In the exercise, stoichiometry helps students to translate the mass of reactants into a table of relative atomic masses. By understanding the ratios of volumes reacted, students can construct balanced chemical equations that reflect the stoichiometric relationships. It also facilitates the calculation of actual relative masses, a critical step in understanding the composition of compounds and their interactions in chemical reactions.

Law of Multiple Proportions

The law of multiple proportions is a principle of chemistry stating that when elements combine, they do so in ratios of small whole numbers (if you keep one element's mass constant).

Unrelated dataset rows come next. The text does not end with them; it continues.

Issue #6731, opened 2021-07-26
Big meshes when using Vulkan in EA and Mainline Yuzu with Crash Team Racing. 


wesmoen:
The game worked normally before, even for a while when Project Hades got into EA. Since a certain EA version, Meshes of some models will be huge. This issue also came into Yuzu 700, versions prior to 700 don't have this issue.  

I already tried:
- renewing my cache
- Switching to OpenGL (Works as intended)
- Disabling mods
- GPU Accuracy to normal
- Updating GPU drivers. 

Running the game on a i7-2600k, 8GB DDR3-1333, GTX 970.

Can't really wrap my head around it. Thanks and keep up the good work!

![CrashbigobjectRacing](https://user-images.githubusercontent.com/20476068/126966280-0595767d-479f-43b9-8032-a8a323c4cab4.png)
![crashbigracing](https://user-images.githubusercontent.com/20476068/126966281-0a3a0fd3-d9f6-4952-8cae-bad59bd5f311.png)
![crashcurseracing](https://user-images.githubusercontent.com/20476068/126966286-daa9b197-9760-4bb7-bf58-9c7090f1c18a.png)
![CrashLizRacing](https://user-images.githubusercontent.com/20476068/126966289-c793c05b-bbd6-4062-819d-438f290dcbca.png)
![CrashOxideRacing](https://user-images.githubusercontent.com/20476068/126966292-b8951c95-649d-4c67-89bb-60d97167a1b2.png)
![crashtinyracing](https://user-images.githubusercontent.com/20476068/126966295-f1db0a0c-bf78-4702-936f-4c99bbafe517.png)

Log file:
[yuzu_log.txt](https://github.com/yuzu-emu/yuzu/files/6877221/yuzu_log.txt)

JustBuddy:
+1, having the same issues as OP since the HADES Vulkan update on 700 and 701.
Specs:
i5 10400
GTX 1060 6GB
16GB RAM

[yuzu_log.txt](https://github.com/yuzu-emu/yuzu/files/6883377/yuzu_log.txt)

MauMauMlK:
I have the same problem :(

i5-7400
8GB RAM
GTX 160 6GB

OpenGL works fine, only on vulkan

nyxover:
![image](https://user-images.githubusercontent.com/22452629/128747556-18f86bde-016e-4c05-97c5-8c46d53ad97c.png)
SAME vulkan  👎 Work on OpenGL
i7 1080
[...]

Issue #10026, opened 2023-04-03
Audio Issues - Crash Team Racing Nitro Fueled


Javierdsv:
### Is there an existing issue for this?

- [X] I have searched the existing issues

### Affected Build(s)

Early Access 3496

### Description of Issue

On patch 1.0.15 the game has terrible sound cracking and stuttering issues, game itself plays smooth as silk. 
I found that pressing the F4 key two times fixes the issue entirely, but this works only sometimes, and after each race/loading screen the issue is back, and you have to try the F4 two times trick. The times when this won't work, when pressing F4 two times the sound stops entirely and won't come back until you reset the game. 

The issue is exactly as depicted in [this video](https://www.youtube.com/watch?v=hMh3vOA-88M) 

The solution given on the closed [Issue # 9035](https://github.com/yuzu-emu/yuzu/issues/9035) about changing the sound settings to SDL will not work. None of the options there make any difference. 

### Expected Behavior

The expected behavior is for the sound to be correct. And it seems the emulator can already handle the sound for this game as hitting F4 sometimes solves the issue.

### Reproduction Steps

Open the game, and as soon as it reaches the "press a to continue" menu the sound issue begins, if addressed with F4 it also comes back after the loading screen at the start of any race stage.

### Log File

[yuzu_log.txt](https://github.com/yuzu-emu/yuzu/files/11134979/yuzu_log.txt)

### System Configuration

CPU: i7-7700K
GPU/Driver: Nvidia GTX 1080ti / 531.41
RAM: 32 GB
OS: Windows 10

cjunisl:
Exactly the same problem happens here. Tested with v1402 and EA 3507. Previously it was possible to work around this problem by pressing F4 twice to pause the game and resume, but now after pressing F4 the game is completely muted or yuzu crashes.

chon59:
same problem here ! f4 twice is muting the game :(

Tryndameree:
The best solution for the AUDIO problems, try this:

(Windows 10) Go To Task Manager, Go to Details, Find yuzu.exe, Right Click on it, Set Priority > High. Thats it.

Now play the game, or if u already in game just Press 2 times F4, and see if audio has fixed. But the best time to do this is before launching the game, ANY game. One more thingm if u CPU has 8 cores atleast, same on YUZU, right lick Set Affinity, and disable CPU 0, actually you will get more FPS disabling CPU 0, thats actually 1 core disabling, casuing other cores to do more on game... Just google it. 
[...]

PR #11789, opened 2023-10-14
Manually robust on Maxwell and earlier

### LINKED ISSUE #8215: Crash Team Racing - graphical glitches when using Vulkan
When playing CTR nitro fueled under vulkan api, most characters and kart becomes glitched (characters and karts becomes huge and all over the place), doesn't happen in ogl, but ogl seems to have  a memory leak issue.

Tested on latest early acces version.

Kelebek1:
Unfortunately it seems like Maxwell and Pascal cards have broken robust support, or something else strange is happening in Yuzu preventing it from working correctly. Crash Team Racing Nitro Fueled uses wildly invalid buffer indexes (values like 0x3D00001C), and they should just return 0 with robust enabled on the device, but Maxwell seems to instead just % the index with the buffer size, or & it with at least 0x10000 or something, and is returning "valid" results even with large indexes. 0x3D00001C returns the same value as 0x1C. No bits above bit 16 affect the returned result, so 0x20000 and above.

This PR also changes the arithmetic shifts to logical, since we don't want negative indexes, which also affects CTR.

I feel like there's something else strange going on in our shaders or their setup, or in how we enable robust or something which is causing it to fail. Ryujinx doesn't seem to suffer this issue, and the load does return 0, though that may be coincidence or something to do with our 16k buffer size their 4k, not sure. If anyone wants to investigate further, please do.

This should close #8215 and #6731.

### DIFF
--- a/src/shader_recompiler/backend/spirv/emit_spirv_context_get_set.cpp
+++ b/src/shader_recompiler/backend/spirv/emit_spirv_context_get_set.cpp
@@ -111,16 +111,33 @@ Id GetCbuf(EmitContext& ctx, Id result_type, Id UniformDefinitions::*member_ptr,
     } else if (element_size > 1) {
         const u32 log2_element_size{static_cast<u32>(std::countr_zero(element_size))};
         const Id shift{ctx.Const(log2_element_size)};
-        buffer_offset = ctx.OpShiftRightArithmetic(ctx.U32[1], ctx.Def(offset), shift);
+        buffer_offset = ctx.OpShiftRightLogical(ctx.U32[1], ctx.Def(offset), shift);
     } else {
         buffer_offset = ctx.Def(offset);
     }
     if (!binding.IsImmediate()) {
         return ctx.OpFunctionCall(result_type, indirect_func, ctx.Def(binding), buffer_offset);
     }
+
     const Id cbuf{ctx.cbufs[binding.U32()].*member_ptr};
     const Id access_chain{ctx.OpAccessChain(uniform_type, cbuf, ctx.u32_zero_value, buffer_offset)};
-    return ctx.OpLoad(result_type, access_chain);
+    const Id val = ctx.OpLoad(result_type, access_chain);
+
+    if (offset.IsImmediate() || !ctx.profile.has_broken_robust) {
+        return val;
+    }
+
+    const auto is_float = UniformDefinitions::IsFloat(member_ptr);
+    const auto num_elements = UniformDefinitions::NumElements(member_ptr);
+    const std::array zero_vec{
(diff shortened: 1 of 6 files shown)


src/shader_recompiler/backend/spirv/emit_spirv_context_get_set.cpp
```diff
@@ -111,16 +111,30 @@ Id GetCbuf(EmitContext& ctx, Id result_type, Id UniformDefinitions::*member_ptr,
...
+        return val;
+    }
+    std::array<Id, 4> const_vec{
+        ctx.Const(0.0f),
+        ctx.Const(0.0f),
+        ctx.Const(0.0f),
+        ctx.Const(0.0f),
+    };
+    const Id cond = ctx.OpULessThanEqual(ctx.TypeBool(), buffer_offset, ctx.Const(0xFFFFu));
+    const Id zero = ctx.OpCompositeConstruct(result_type, std::span(const_vec));
```
liamwhite, line 136: This will always construct a 4-element composite, but the pointer type may not be a 4-element composite, which will give a shader validation error.

Kelebek1: > This will always construct a 4-element composite, but the pointer type may not be a 4-element composite, which will give a shader validation error.

In the shaders it always made a uvec2, which is the result type. How else do I do it?

liamwhite: It made a uvec2 in the spirv asm? Are you sure?

Kelebek1: > It made a uvec2 in the spirv asm? Are you sure?

Seems to
>         %917 = OpULessThan %u1 %914 %u32_65535
        %918 = OpCompositeConstruct %u32x2 %f32_0 %f32_0 %f32_0 %f32_0
        %919 = OpSelect %u32x2 %917 %916 %918

liamwhite: It used the correct type but provided too many arguments, which won't pass spirv-val

liamwhite (approved):

cjunisl:
Yuzu EA 3940 - GTX 1050

ctr ea 3940

wesmoen:
Had some luck by opening the game without configuration. Looks like the issue is fixed on a GTX970. 

image

image

liamwhite:
@Kelebek1 this check should be done on pascal as well, I believe

cjunisl:
yuzu 1597
GTX 1050

Unfortunately, it doesn't seem to have been fixed on Pascal. 
 
image

There is also an audio bug as reported in #10026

This is essential when elements can form more than one compound together, like carbon and oxygen forming both carbon monoxide and carbon dioxide.

In the exercise, when we calculate mass ratios and determine the simplest formulas for the products (AB, BC, AC), we're applying the law of multiple proportions. This law guides us when interpreting the volume data and constructing the relative masses table. It helps us understand why 6 volumes of gas A can react with 1 volume of gas B to produce 4 volumes of a product, illuminating the underlying fixed ratio relationships between the elements involved.